• Provided data:
_ _ _

PR #189, opened 2026-07-24
Harden RemoteVariableProvider: reconnect refresh, keepalive backoff, poll jitter, ETag/304, debounced follow-up [murmur:platform/logfire-js-variables-sse-hardening]

dmontagu:
## Summary

Five reliability improvements to `LogfireRemoteVariableProvider`, all internal -- no public API changes, no default behavior changes visible to callers.

### Changes

1. **Reconnect refresh** (`vars/index.ts`): On SSE *re*connects (not the very first connection at startup), immediately call `refresh(true)` to pick up any variable changes that arrived while the stream was down. Controlled by a `sseHadConnected` boolean flag.

2. **Keepalive resets backoff** (`vars/index.ts`): `readSseStream` now returns `true` whenever *any* bytes arrive from the server (including `: keepalive` comment lines), not only on named variable events. This prevents the reconnect delay from doubling to 60 s across healthy-but-quiet stream cycles.

3. **Poll jitter** (`vars/index.ts`): Replaced the fixed `setInterval` with a self-rescheduling `setTimeout` chain. Each interval is `pollingInterval ± 10 %` (uniform). This spreads polling load across instances and avoids thundering-herd on shared infrastructure. `unref()` behavior is preserved.

4. **ETag / conditional GET** (`platform/http.ts`, `vars/index.ts`): Added `requestJsonConditional` to `PlatformAPIClient` (leaves `requestJson` unchanged). When the server returns an `ETag`, subsequent variable fetches send `If-None-Match`; a `304 Not Modified` skips body parsing and config replacement while still advancing `lastFetchedAt`. Servers that do not support ETags see identical behavior.

5. **Debounced follow-up** (`vars/index.ts`): After an SSE-event-triggered `refresh(true)`, schedule one debounced `refresh(true)` ~2 s later. This coalesces rapid bursts of events and survives a short platform-side cache lag between the event and the config endpoint reflecting the change. Timer is cancelled on `shutdown()`.

### Why

These gaps were identified from production reliability analysis. The Python SDK received equivalent fixes in a companion PR. The ETag and caching work pairs with forthcoming platform-side caching/ETag PRs but depends on neither -- the client degrades gracefully when the server omits `ETag` headers.

### Tests

New file `packages/logfire-api/src/vars/remote.test.ts` with 10 test cases using fake timers:

- First SSE connection does not trigger a refresh; subsequent reconnects do
- Keepalive bytes (any bytes) prevent backoff from doubling
- `304` keeps existing config and bumps `lastFetchedAt`; no spurious re-fetch
- `If-None-Match` header is absent on first fetch, present on subsequent fetches
- Jitter is bounded to ±10 % (tested at both extremes via `Math.random` spy)
- `shutdown()` cancels pending polling and debounce timers

[Created via Murmur](https://cloud.murmur.dev/github_app/pydantic/task/github_app%2Fpydantic%2Fw%2Fplatform%2Fgithub_oauth%2Fdmontagu%2Flogfire-js-variables-sse-hardening)

### DIFF
--- a/packages/logfire-api/src/platform/http.ts
+++ b/packages/logfire-api/src/platform/http.ts
@@ -13,6 +13,18 @@ export interface PlatformRequestOptions {
   query?: Record<string, boolean | number | string | undefined>
 }
 
+export interface PlatformConditionalResult {
+  data: unknown
+  etag: string | undefined
+  notModified: false
+}
+
+export interface PlatformNotModifiedResult {
+  notModified: true
+}
+
+export type PlatformConditionalResponse = PlatformConditionalResult | PlatformNotModifiedResult
+
 export class PlatformAPIClient {
   private readonly apiKey: string
   private readonly baseUrl: string
@@ -54,6 +66,57 @@ export class PlatformAPIClient {
         return undefined
       }
       return await parseSuccessJson(response)
+    } catch (error) {
+      if (error instanceof PlatformConfigurationError || error instanceof PlatformHTTPError || error instanceof PlatformJSONError) {
+        throw error
+      }
+      if (isAbortError(error)) {
+        throw new PlatformTimeoutError('Logfire platform API request timed out')
+      }
+      if (error instanceof PlatformTransportError) {
+        throw error
+      }
+      throw new PlatformTransportError(`Logfire platform API request failed: ${formatError(error)}`)
+    } finally {
+      clearTimeout(timeout)
+    }
+  }
+
+  async requestJsonConditional(
+    path: string,
+    options: PlatformRequestOptions & { ifNoneMatch?: string } = {}
+  ): Promise<PlatformConditionalResponse> {
+    const controller = new AbortController()
+    const timeout = setTimeout(() => {
+      controller.abort()
+    }, this.timeoutMs)
+
+    try {
+      const headers = this.buildHeaders()
+      if (options.ifNoneMatch !== undefined) {
+        headers.set('If-None-Match', options.ifNoneMatch)
+      }
+      const init: RequestInit = {
+        headers,
+        method: options.method ?? (options.body === undefined ? 'GET' : 'POST'),
+        signal: controller.signal,
+      }
+      if (options.body !== undefined) {
+        init.body = JSON.stringify(options.body)
+      }
+      const response = await this.fetchImpl(this.buildUrl(path, options.query), init)
+      if (response.status === 304) {
+        return { notModified: true }
+      }
+      if (!response.ok) {
+        throw new PlatformHTTPError(response.status, response.statusText, await parseErrorDetail(response))
+      }
+      if (response.status === 204) {
+        return { data: undefined, etag: undefined, notModified: false }
+      }
+      const data = await parseSuccessJson(response)
+      const etag = response.headers.get('etag') ?? undefined
+      return { data, etag, notModified: false }
     } catch (error) {
       if (error instanceof PlatformConfigurationError || error instanceof PlatformHTTPError || error instanceof PlatformJSONError) {
         throw error
--- a/packages/logfire-api/src/platform/http.ts
+++ b/packages/logfire-api/src/platform/http.ts
@@ -42,44 +42,9 @@ export class PlatformAPIClient {
   }
 
   async requestJson(path: string, options: PlatformRequestOptions = {}): Promise<unknown> {
-    const controller = new AbortController()
-    const timeout = setTimeout(() => {
-      controller.abort()
-    }, this.timeoutMs)
-
-    try {
-      const init: RequestInit = {
-        headers: this.buildHeaders(),
-        method: options.method ?? (options.body === undefined ? 'GET' : 'POST'),
-        signal: controller.signal,
-      }
-      if (options.body !== undefined) {
-        init.body = JSON.stringify(options.body)
-      }
-      const response = await this.fetchImpl(this.buildUrl(path, options.query), {
-        ...init,
-      })
-      if (!response.ok) {
-        throw new PlatformHTTPError(response.status, response.statusText, await parseErrorDetail(response))
-      }
-      if (response.status === 204) {
-        return undefined
-      }
-      return await parseSuccessJson(response)
-    } catch (error) {
-      if (error instanceof PlatformConfigurationError || error instanceof PlatformHTTPError || error instanceof PlatformJSONError) {
-        throw error
-      }
-      if (isAbortError(error)) {
-        throw new PlatformTimeoutError('Logfire platform API request timed out')
-      }
-      if (error instanceof PlatformTransportError) {
-        throw error
-      }
-      throw new PlatformTransportError(`Logfire platform API request failed: ${formatError(error)}`)
-    } finally {
-      clearTimeout(timeout)
-    }
+    const result = await this.requestJsonConditional(path, options)
+    // notModified is only possible when ifNoneMatch is passed; requestJson never sends it.
+    return result.notModified ? undefined : result.data
   }
 
   async requestJsonConditional(
--- a/packages/logfire-api/src/vars/index.ts
+++ b/packages/logfire-api/src/vars/index.ts
@@ -522,7 +522,7 @@ export class LogfireRemoteVariableProvider implements VariableProvider {
     }
 
     const now = Date.now()
-    if (!force && this.lastFetchedAt !== undefined && now - this.lastFetchedAt < this.pollingIntervalMs) {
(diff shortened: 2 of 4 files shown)


petyosi (approved):
Reviewed the SSE reconnect/backoff changes, jittered polling lifecycle, conditional ETag/304 handling, debounce behavior, and shutdown paths. I found no actionable issues. `pnpm run check` passes on the PR head.

packages/logfire-api/src/vars/index.ts
```diff
@@ -720,14 +749,17 @@ export class LogfireRemoteVariableProvider implements VariableProvider {
...
+    let receivedAnyContent = false
     try {
       while (!this.shutdownRequested) {
         // eslint-disable-next-line no-await-in-loop -- stream chunks must be read sequentially.
         const { done, value } = await reader.read()
         if (done) {
           break
         }
+        if (value.byteLength > 0) {
+          receivedAnyContent = true
```
petyosi: Resetting backoff on *any* bytes can defeat the exponential backoff entirely in one failure mode: a misbehaving proxy/LB that returns HTTP 200 with a short non-SSE body (e.g., an HTML error page) that closes immediately. Each cycle delivers bytes, so the delay resets to 1s every time — a permanent 1 req/s reconnect loop where the old code would back off to 60s.

Two cheap ways to keep the keepalive fix while preserving backoff against broken endpoints: only set `receivedAnyContent` when a line parses as SSE framing (starts with `:` or a `field:` prefix), or only reset the delay when the connection stayed open longer than some minimum duration.

packages/logfire-api/src/vars/index.ts
```diff
@@ -472,13 +475,21 @@ export class LogfireRemoteVariableProvider implements VariableProvider {
...
-      const maybeTimer = this.pollingTimer as { unref?: () => void }
-      if (typeof maybeTimer.unref === 'function') {
-        maybeTimer.unref()
+      const scheduleNextPoll = (): void => {
+        if (this.shutdownRequested) {
+          return
+        }
+        const jitter = (Math.random() * 0.2 - 0.1) * this.pollingIntervalMs
+        this.pollingTimer = setTimeout(() => {
+          this.refresh().catch(ignoreBackgroundError)
```
petyosi, line 484: Negative jitter interacts with the freshness check in `refresh()` (`now - lastFetchedAt < this.pollingIntervalMs` → early return): a poll that fires at interval − 10% is always a no-op, so the effective fetch cadence drifts toward ~1.5–2× the configured interval.

This is partially pre-existing — the old `setInterval` code stamped `lastFetchedAt` at fetch *completion*, so the next tick also landed just inside the freshness window — but since this PR is about polling reliability it may be worth fixing here: compare against `this.pollingIntervalMs * 0.9` (interval minus max jitter) in the freshness check.

packages/logfire-api/src/platform/http.ts
```diff
@@ -70,6 +82,57 @@ export class PlatformAPIClient {
     }
   }
 
+  async requestJsonConditional(
```
petyosi, line 50: This duplicates ~40 lines of `requestJson` verbatim (timeout setup, method inference, body serialization, and the four-branch error-mapping `catch`). Future error-handling fixes would need to be made twice.

`requestJson` could delegate here — `notModified` is impossible without `ifNoneMatch`, so it can just unwrap `result.data` — or both could share an extracted core.

packages/logfire-api/src/vars/index.ts
```diff
@@ -512,9 +527,17 @@ export class LogfireRemoteVariableProvider implements VariableProvider {
...
     this.refreshPromise = this.transport
-      .requestJson('/v1/variables/', { method: 'GET' })
-      .then((data) => {
-        this.config = normalizeVariablesConfig(data)
+      .requestJsonConditional('/v1/variables/', {
+        method: 'GET',
+        ...(this.lastEtag !== undefined ? { ifNoneMatch: this.lastEtag } : {}),
+      })
+      .then((result) => {
+        if (result.notModified) {
```
petyosi: Nit: inverting to `if (!result.notModified) { ... }` with the comment moved above the shared `this.lastFetchedAt = Date.now()` assignment avoids the empty branch.

petyosi (commented):
Verified locally: all 466 `logfire` package tests pass (including the 10 new ones) and typecheck is clean.

The implementation matches the PR description, reuses the existing `refreshPromise`/`queuedForcedRefreshPromise` dedup machinery correctly, and `unref()`/shutdown handling is consistent for all new timers. The 304 handling is careful: `lastFetchedAt` advances without touching config, and a later 200 without an `ETag` correctly clears `lastEtag`.

A few non-blocking comments inline. One repo-convention item not tied to a line: these are behavior changes shipped in the published `logfire` package (new `If-None-Match` headers, extra refreshes on reconnect/debounce), so a patch changeset with a short note seems warranted even though the API is unchanged.

packages/logfire-api/src/vars/index.ts
dmontagu: Fixed -- inverted to `if (!result.notModified)` with the comment moved above the shared `lastFetchedAt` assignment. No empty branch remains.

packages/logfire-api/src/vars/index.ts
dmontagu: Good catch. Went with the SSE-framing approach: `receivedAnyContent` is now set only when a completed line starts with `:` (comments, e.g. `: keepalive`) or one of the named SSE fields (`data:`, `event:`, `id:`, `retry:`). An HTML error page won't match any of those patterns, so a short misbehaving-proxy body won't reset the backoff. The per-connection-age approach would also work but is harder to test deterministically with fake timers.

packages/logfire-api/src/vars/index.ts
dmontagu: Fixed -- freshness check now uses `pollingIntervalMs * 0.9` so polls that fire at the minimum-jitter delay (-10%) are not silently dropped.

packages/logfire-api/src/platform/http.ts
dmontagu: Fixed -- `requestJson` now delegates to `requestJsonConditional` in two lines. The `notModified` branch is unreachable without `ifNoneMatch`, so it just falls through to `result.data`.

packages/logfire-api/src/vars/remote.test.ts
```diff
@@ -0,0 +1,497 @@
...
+    const varFetchesAfterFirstConnect = urls.filter((u) => u.includes('/v1/variables/')).length
+    // First connection must NOT trigger a variables fetch.
+    expect(varFetchesAfterFirstConnect).toBe(0)
+
+    // Advance past the 1000ms reconnect delay so the second connection fires.
+    await vi.advanceTimersByTimeAsync(1100)
+
+    const varFetchesAfterReconnect = urls.filter((u) => u.includes('/v1/variables/')).length
+    // Second connection (reconnect) MUST trigger a variables fetch.
+    expect(varFetchesAfterReconnect).toBeGreaterThanOrEqual(1)
```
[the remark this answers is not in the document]
dmontagu: Fixed -- changed to `toBe(1)`.

packages/logfire-api/src/vars/index.ts
dmontagu: Good catch — took the SSE-framing option. `readSseStream` now only sets `receivedAnyContent` for lines that are actually SSE-framed (a `:` comment or a `data:`/`event:`/`id:`/`retry:` field), so an HTML error page delivers bytes without resetting the delay and the backoff still climbs to 60s.

This applied to the Python SDK too, which had the same reset-on-any-line logic — fixed there in pydantic/logfire#2144 with a matching test, so the two SDKs behave the same.

packages/logfire-api/src/vars/index.ts
dmontagu: Fixed as suggested — the freshness check in `refresh()` now compares against `this.pollingIntervalMs * 0.9`, so a poll landing at interval − 10% is no longer swallowed and the effective cadence tracks the configured interval.

packages/logfire-api/src/platform/http.ts
dmontagu: Deduplicated — `requestJson` now delegates to `requestJsonConditional` and just unwraps `result.data` (`notModified` is unreachable without `ifNoneMatch`). The timeout, method inference, body serialization and error mapping all live in one place again.

packages/logfire-api/src/vars/index.ts
dmontagu: Done — inverted to `if (!result.notModified)` with the comment above the shared `lastFetchedAt` assignment, so there is no empty branch.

_ _ _

• Problem to solve:
The stopping point is the line containing "### Changes". Reproduce exactly every line of the material from the first through that one.

• Solution to this exercise:
PR #189, opened 2026-07-24
Harden RemoteVariableProvider: reconnect refresh, keepalive backoff, poll jitter, ETag/304, debounced follow-up [murmur:platform/logfire-js-variables-sse-hardening]

dmontagu:
## Summary

Five reliability improvements to `LogfireRemoteVariableProvider`, all internal -- no public API changes, no default behavior changes visible to callers.

### Changes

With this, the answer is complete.